The remaining summaries revealed Qwen3-14b significantly overestimated the relevance, completeness, and redundancy scores, compared to Mistral-small-24b. However, both LLMs identified only two of the nine hallucinations detected by the experts.

Therefore, the Qwen3-14b LLM metrics were excluded from further analysis due to lower correlation with the expert assessment compared to Mistral-small-24b (Figure 1), in addition to the bias manifested as score overestimation for the models of its class (Table 3).

Another observation was the inability of the LLM judges to accurately estimate the summary quality in terms of “Redundancy”, “Coherence, Structure”, “Hallucinations”, and “Grammar, Terminology”. This confirms the shortcomings noted in the literature and demonstrates the infeasibility of using LLM judges as standalone evaluators without external support such as that provided by automatic evaluation metrics.

3.1. Performance of the Automatic Evaluation Metrics

Similarly, we analyzed the automatic evaluation metrics’ performance and their correlation with expert assessments. Since the evaluation metrics are not directly comparable with expert criteria, the pairwise correlation of all metrics was analyzed. The results are presented in Table 4.

Table 4. Spearman’s correlation coefficients for the automatic evaluation metrics and expert scores.

The expectedly low correlation between the automatic evaluation metrics and the expert scores provides evidence of their infeasibility as reliable independent evaluators. These results were not unexpected: evaluation metrics are only capable of assessing similarity to a reference summary, one of many that meet the criteria. Meanwhile, experts evaluate the quality of summaries without needing the reference. Moreover, the BERTScore metric demonstrated a stronger correlation with the expert scores, as it takes into account possible synonymous substitutions and syntactic paraphrases, demonstrating robustness to lexical diversity.

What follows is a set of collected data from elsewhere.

PR #189, opened 2018-06-07
Add ability to create the SFML window from an existing handle

zstewar1:
Add Window::from_handle and RenderWindow::from_handle as unsafe functions.

These would support creating windows from platform-specific window handles, such as HWIND on windows or an XLib Window on Linux. This allows SFML to be used to draw on top of windows allocated by other programs, such as for X screen savers or live desktops.

These functions are marked as unsafe because the caller is responsible for ensuring that the handle is valid. In my manual testing (only on Linux), these would crash with an X error if the window handle is invalid rather than panic at `assert!(!sf_render_win.is_null(), "Failed to create Window");`, so I'm not sure any additional error handling is possible.

### DIFF
--- a/src/graphics/render_window.rs
+++ b/src/graphics/render_window.rs
@@ -58,6 +58,32 @@ impl RenderWindow {
         }
     }
 
+    /// Create a render window from an existing platform-specific window handle
+    ///
+    /// This function creates a render window based on an existing platform
+    /// specific window handle which has been allocated outside of SFML. This is
+    /// only intended to be used in cases where you need to integrate SFML with
+    /// some other windowing library.
+    ///
+    /// This function is unsafe because it is the caller's responsibility to
+    /// ensure that it is called with a valid window handle.
+    ///
+    /// # Arguments
+    /// * handle - The handle to the platform-specific window handle to use for
+    ///            the window.
+    /// * settings - Additional settings for the underlying OpenGL context
+    pub unsafe fn from_handle(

To analyze the relationship between the automatic evaluation metrics and the LLM judges, a correlation analysis was conducted. The results are presented in Figure 2.

Figure 2. Spearman’s correlation coefficients for the automatic evaluation metrics and Mistral-small-24b.

The results demonstrated low correlation between the metrics, which indicates a weak relationship. This led us to conclude that each group of metrics evaluates the summary quality from different perspectives. Therefore, a standalone assessment requires using both metric groups, which do not duplicate but rather complement each other, providing a comprehensive summary quality score.

3.2. Standalone Integrated Assessment of Summarization Performance

To develop an integrated score, we relied on multiple linear regressions using the elimination method to remove the least significant predictors from a model that initially included all possible predictors. The Mistral-small-24b model was selected as the LLM judge.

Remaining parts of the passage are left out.